Contrary to what the OP seems to claim in comments to Akhil Matthew's answer, if $B$ is not closed in $A$, then it can be an inverse-closed subspace without the given Banach norm on $B$ being submultiplicative. However, by Akhil's argument, $B$ is a subalgebra of $A$.

It is still not clear to me what precisely is meant by (2). So I shall just point out for the record that if we let $A({\mathbb T})$ be the space of all continuous functions ${\mathbb T}\to {\mathbb C}$ with absolutely convergent Fourier series, equipped with pointwise product, this is a Banach algebra and it is a unital subalgebra of $C({\mathbb T})$. Clearly the norm on $A({\mathbb T})$ is not equivalent to the sup-norm inherited from $C({\mathbb T})$; but $A({\mathbb T})$ is inverse-closed in $C({\mathbb T})$, by Gelfand's version of Wiener's $1/f$ lemma.

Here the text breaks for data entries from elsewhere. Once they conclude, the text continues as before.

PR #490, opened 2022-01-31
Fixes docket and case name's separator for Connecticut Appellate Court 

satsuki-chan:
Also changed super class to `OpinionSiteLinear`.

Fixes: #479 
Fixes: #[COURTLISTENER-220](https://sentry.io/organizations/freelawproject/issues/2929913663/?referrer=github_integration)

### DIFF
--- a/juriscraper/opinions/united_states/state/conn.py
+++ b/juriscraper/opinions/united_states/state/conn.py
@@ -3,23 +3,19 @@ CourtID: conn
 Court Short Name: Conn.
 Author: Asadullah Baig <asadullahbeg@outlook.com>
 History:
-- 2014-07-11: created
-- 2014-08-08, mlr: updated to fix InsanityError on case_dates
-- 2014-09-18, mlr: updated XPath to fix InsanityError on docket_numbers
-- 2015-06-17, mlr: made it more lenient about date formatting
-- 2016-07-21, arderyp: fixed to handle altered site format
-- 2017-01-10, arderyp: restructured to handle new format use case that includes
-        opinions without dates and flagged for 'future' publication
-- 2022-02-02, satsuki-chan: Fixed docket and name separator, changed super
-    class to OpinionSiteLinear
+    - 2014-07-11: created
+    - 2014-08-08, mlr: updated to fix InsanityError on case_dates
+    - 2014-09-18, mlr: updated XPath to fix InsanityError on docket_numbers
+    - 2015-06-17, mlr: made it more lenient about date formatting
+    - 2016-07-21, arderyp: fixed to handle altered site format
+    - 2017-01-10, arderyp: restructured to handle new format use case that includes opinions without dates and flagged for 'future' publication
+    - 2022-02-02, satsuki-chan: Fixed docket and name separator, changed super class to OpinionSiteLinear
 """
 
+import re
 from datetime import date
 
-from lxml import etree
-
-from juriscraper.AbstractSite import logger
-from juriscraper.lib.string_utils import convert_date_string, normalize_dashes
+from juriscraper.lib.string_utils import normalize_dashes
 from juriscraper.OpinionSiteLinear import OpinionSiteLinear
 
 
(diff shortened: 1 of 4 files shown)


juriscraper/opinions/united_states/state/conn.py
```diff
@@ -2,47 +2,46 @@
...
- - 2016-07-21, arderyp: fixed to handle altered site format
- - 2017-01-10, arderyp: restructured to handle new format use case that includes
+- 2014-07-11: created
+- 2014-08-08, mlr: updated to fix InsanityError on case_dates
+- 2014-09-18, mlr: updated XPath to fix InsanityError on docket_numbers
+- 2015-06-17, mlr: made it more lenient about date formatting
+- 2016-07-21, arderyp: fixed to handle altered site format
+- 2017-01-10, arderyp: restructured to handle new format use case that includes
         opinions without dates and flagged for 'future' publication
+- 2022-02-02, satsuki-chan: Fixed docket and name separator, changed super
```
flooie, line 13: I think we historically tab these over.  Was there a reason you deleted the spacing?

juriscraper/opinions/united_states/state/conn.py
```diff
@@ -65,28 +63,35 @@ def _extract_cases_from_html(self, html):
...
+                            name = text.split("Dissent", 1)[1]
+                        except IndexError:
+                            try:
+                                name = text.split("Concurrence", 1)[1]
+                            except IndexError:
+                                try:
+                                    name = text.split("Appendix", 1)[1]
+                                except:
+                                    logger.info(
+                                        f"Name not found for case: '{text}'"
```
flooie, line 87: this smells ... to me.

juriscraper/opinions/united_states/state/conn.py
satsuki-chan: These comments were tabed with just one space and the the black format configured in `pre-commit` didn't complain when I remove it.
Should I add the 4 spaces for the tab before this list of comments?

juriscraper/opinions/united_states/state/conn.py
satsuki-chan: I also don't like it :-(
Do I change it a `for` loop?

juriscraper/opinions/united_states/state/conn.py
```diff
@@ -2,47 +2,46 @@
...
         super().__init__(*args, **kwargs)
-        self.crawl_date = date.today()
-        self.url = "http://www.jud.ct.gov/external/supapp/archiveAROsup{year}.htm".format(
-            year=self.crawl_date.strftime("%y")
-        )
         self.court_id = self.__module__
+        current_year = date.today().strftime("%y")
+        self.url = f"http://www.jud.ct.gov/external/supapp/archiveAROsup{current_year}.htm"
+        self.status = "Published"
         self.cases = []
```
flooie, line 33: This isn't necessary.

juriscraper/opinions/united_states/state/conn.py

Note also in (3) that one can have commutative, semisimple, unital Banach algebras $A$ and $B$, and an injective, contractive, unital algebra homomorphism $B\to A$ with dense range, such that $A$ and $B$ have different maximal ideal spaces. The example I have in mind is due, I think, to Honary, but I am out of the office right now and can't look this up.